* [Your assignment]
Only the lines that hold "null" should be in the answer, each copied from the data below.

* [Data excerpts]
PR #3841, opened 2022-03-09
Cache AgentVersion and PeerData in network globals

dapplion:
**Motivation**

Currently we read AgentVersion and ClientKind from the peerstore everytime it's needed. In the libp2p bump https://github.com/ChainSafe/lodestar/pull/3661 this can trigger disk reads. This data is not necessary to persist besides the lifetime of the peer.

This PR extends https://github.com/ChainSafe/lodestar/pull/3838 adding agentVersion and clientKind to the ephemeral data attached to connected peers, which is dropped on disconnection.

In the future we should do a PR upstream to libp2p to emit the response of the identity protocol to prevent having to poll agentVersions from the peerstore

**Description**

- Cache AgentVersion and PeerData in network globals
- Move encodingPreference to PeerData

### DIFF
--- a/packages/lodestar/src/network/globals.ts
+++ b/packages/lodestar/src/network/globals.ts
@@ -1,0 +1,51 @@
+import {altair} from "@chainsafe/lodestar-types";
+import PeerId from "peer-id";
+import {ClientKind} from "./peers/client";
+import {Encoding} from "./reqresp/types";
+
+type PeerIdStr = string;
+
+export enum RelevantPeerStatus {
+  Unknown = "unknown",
+  relevant = "relevant",
+  irrelevant = "irrelevant",
+}
+
+export type PeerData = {
+  lastReceivedMsgUnixTsMs: number;
+  lastStatusUnixTsMs: number;
+  connectedUnixTsMs: number;
+  relevantStatus: RelevantPeerStatus;
+  direction: "inbound" | "outbound";
+  peerId: PeerId;
+  metadata: altair.Metadata | null;
+  agentVersion: string | null;
+  agentClient: ClientKind | null;
+  encodingPreference: Encoding | null;
+};
+
+/**
+ * Make data available to multiple components in the network stack.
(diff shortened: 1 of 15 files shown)


wemeetagain:
There's an event emitted from the peerstore.
`'change:metadata', {peerId, metadata}: {peerId: PeerId; metadata: Map<string, Uint8Array>}`

twoeths (dismissed):

packages/lodestar/src/network/globals.ts
```diff
@@ -0,0 +1,55 @@
...
+};
+
+/**
+ * Make data available to multiple components in the network stack.
+ * Due to class dependencies some modules have circular dependencies, like PeerManager - ReqResp.
+ * This third party class allows data to be available to both.
+ *
+ * The pruning and bounding of this class is handled by the PeerManager
+ */
+export class NetworkGlobals {
```
wemeetagain: Maybe this would be better called `PeerMetadata` and `peerMetadata` throughout.

Thoughts?

twoeths: we have consensus MetaData already, so maybe make this one `PeersData`? there is internal `PeerData` inside

packages/lodestar/src/network/peers/peerManager.ts
```diff
@@ -553,15 +567,20 @@ export class PeerManager {
   /** Register peer count metrics */
   private async runPeerCountMetrics(metrics: IMetrics): Promise<void> {
     let total = 0;
+
+    // TODO: Should we use here `this.connectedPeers`?
```
wemeetagain: I don't think we need/want to use `this.connectedPeers` here?

packages/lodestar/src/network/globals.ts
wemeetagain: would still like to see the name changed to be more specific than "network globals"

wemeetagain (approved):
LGTM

* [Result of the exercise]
+  metadata: altair.Metadata | null;
+  agentVersion: string | null;
+  agentClient: ClientKind | null;
+  encodingPreference: Encoding | null;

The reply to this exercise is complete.